Fidel Machado 27 de dezembro de 2019

Para o fim aqui proposto, trabalharei de forma mais direta com o Crossfit, pois este surge como um aglutinador e catalisador de uma série de discursos. Adianto que não há um motivo fundante ou essencial pela escolha da prática nem tampouco o que aqui discorrerei é específico dela. Todavia, percebo uma certa recorrência de falas e um modo de lidar com o corpo e o movimento que se aproximam do paradigma do corpo-máquina e, por esse fator, despertou meu interesse e gerou o questionamento: há alguma relação entre o paradigma do controle e domínio do corpo com a produção de determinadas promessas crossfiteiras? Com um caráter, declaradamente, ensaístico e exploratório, tentarei nos próximos parágrafos brincar e perspectivar o Crossfit a partir dessa problemática.

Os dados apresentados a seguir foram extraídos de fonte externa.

Issue #1299, opened 2025-01-13
Fix SignersInfo packing issue


immrsd:
A bug was discovered in the original `StorePacking` trait impl for `SignersInfo`: the `quorum` value was multiplied by an incorrect 2**32 value (0xffffffff instead of 0x100000000). The only case when this incorrect multiplication leads to incorrect unpacking is when `signers_count` is 0xffffffff (4_294_967_295), causing the `quorum` to exceed the expected value by one and the `signers_count` to unpack to 0. If all other use cases the unpacked value equal the one that was packed, since the same constant of 0xffffffff is used for division.

Nevertheless, this issue needs to be addressed.

PR #1301, opened 2025-01-13
Fix SignersInfo packing issue

immrsd:
Fixes minor severity SignersInfo packing issue [1299](https://github.com/OpenZeppelin/cairo-contracts/issues/1299)

### DIFF
--- a/packages/governance/src/tests.cairo
+++ b/packages/governance/src/tests.cairo
@@ -1,4 +1,6 @@
 mod governor;
+#[cfg(feature: 'fuzzing')]
+mod test_fuzz_packing;
 mod test_multisig;
 mod test_timelock;
 mod test_utils;
--- a/packages/governance/src/tests/test_multisig.cairo
+++ b/packages/governance/src/tests/test_multisig.cairo
@@ -1395,7 +1395,9 @@ fn test_signers_info_error_happens_with_v1() {
 }
 
 #[test]
-fn test_signers_info_pack_unpack_v2(quorum: u32, signers_count: u32) {
+fn test_signers_info_no_error_happen_with_v2() {
+    let quorum = 123;
+    let signers_count = Bounded::MAX;
     let info = SignersInfo { quorum, signers_count };
     let packed_value = SignersInfoStorePackingV2::pack(info);
     let unpacked_info = SignersInfoStorePackingV2::unpack(packed_value);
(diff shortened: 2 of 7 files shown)


packages/governance/src/tests/test_multisig.cairo
```diff
@@ -1379,6 +1382,42 @@ fn test_cannot_change_quorum_when_not_multisig_itself() {
...
+    let info = SignersInfo { quorum, signers_count };
+    let packed_value = LegacySignersInfoStorePackingV1::pack(info);
+    let unpacked_info = LegacySignersInfoStorePackingV1::unpack(packed_value);
+
+    assert_eq!(unpacked_info.quorum, quorum + 1);
+    assert_eq!(unpacked_info.signers_count, 0);
+}
+
+#[test]
+fn test_signers_info_pack_unpack_v2(quorum: u32, signers_count: u32) {
```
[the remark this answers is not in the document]
ericnordelo: Also, let's be mindful of not start adding a lot of fuzzing tests with the default feature, but with the fuzzing feature instead, to avoid increasing the regular test suite running time by much, since they are going to start accumulating.

packages/governance/src/tests.cairo
```diff
@@ -1,4 +1,6 @@
 mod governor;
+#[cfg(feature: 'fuzzing')]
+mod test_fuzz_packing;
```
ericnordelo, line 3: Do we need to create the extra module? I think we can add the attribute to the specific test in the same module to avoid adding extra files, right? For this particular case I think it might be helpful.

immrsd: Yeah, it's possible, but there's also a drawback. By default, i.e. when developing, fuzzing feature is disabled, so fuzz tests don't compile. This leads to code warnings, since all the imports used only in fuzz tests are considered unused. If we annotate a whole module with `fuzzing` feature, it solves the problem: the whole module file either compiles or not

Moreover, there are more fuzz test cases that will be part of the `test_fuzz_packing` module: StorePacking tests for `ProposalCore` and `TxInfo`. They are added in a [separate PR](https://github.com/OpenZeppelin/cairo-contracts/pull/1296)

ericnordelo (approved):
LGTM! Let's not forget to cherrypick this into release-v1.0.0

PR #1305, opened 2025-01-18
Fix Governor timelock salt

ericnordelo:
Fixes issue when computing the Governor timelock salt, that caused the result of an overflowing xor to panic in salt computation.


immrsd (approved):
LGTM!

PR #1316, opened 2025-01-22
Fix SignerInfo packing issue (v1.0.0)

immrsd:
Picks `SignerInfo` packing fix into the v1.0.0 release branch.


ericnordelo (approved):
LGTM!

No interior de uma sociedade produtivista com traços, marcadamente, imediatistas, se construiu o binômio do sujeito geral e do fracasso individualizado. O primeiro exemplo é um modelo a ser, insanamente, atingido, pois os signos de sucesso, felicidade e afins são seus atributos. Como contraponto, o fracasso individualizado representa esse sujeito particularizado, culpabilizado e, portanto, derrotado haja vista que seu esforço não foi suficiente para atingir a ilusória ideia do sujeito geral. Parece-me, diante desse binômio, que há uma possível correlação com o aumento assustador e alarmante das doenças psíquicas, como transtornos, distúrbios de percepção, depressão ou ansiedade. Penso que como efeito das demandas impostas e do empresariamento desse sujeito há uma redução da capacidade crítica e argumentativa para facilitar possíveis cooptações em certos discursos e assim o cumprimento das metas seja realizado de forma passiva e rentável.

Na esteira dessa discussão, o Crossfit se adequou de forma singular ao ritmo frenético da sociedade contemporânea. Os estímulos sempre variados, a diversidade de movimentos, a busca pelos recordes pessoais e o incentivo constante para a dedicação e o esforço são algumas dessas características que refletem algumas demandas sociais. Fora isso, há uma relação de amor e ódio com o cronometro e um certo fetiche com o tempo, com a mensuração das cargas e com os números. Ademais, promessas, como realizar movimentos complexos em tempo recorde, tornar-se atleta em um período meteórico, emagrecer ou ficar forte instantaneamente ou, como contraponto, não realizar ou praticar a modalidade, pois ela lesiona, são recorrentes no interior desse campo.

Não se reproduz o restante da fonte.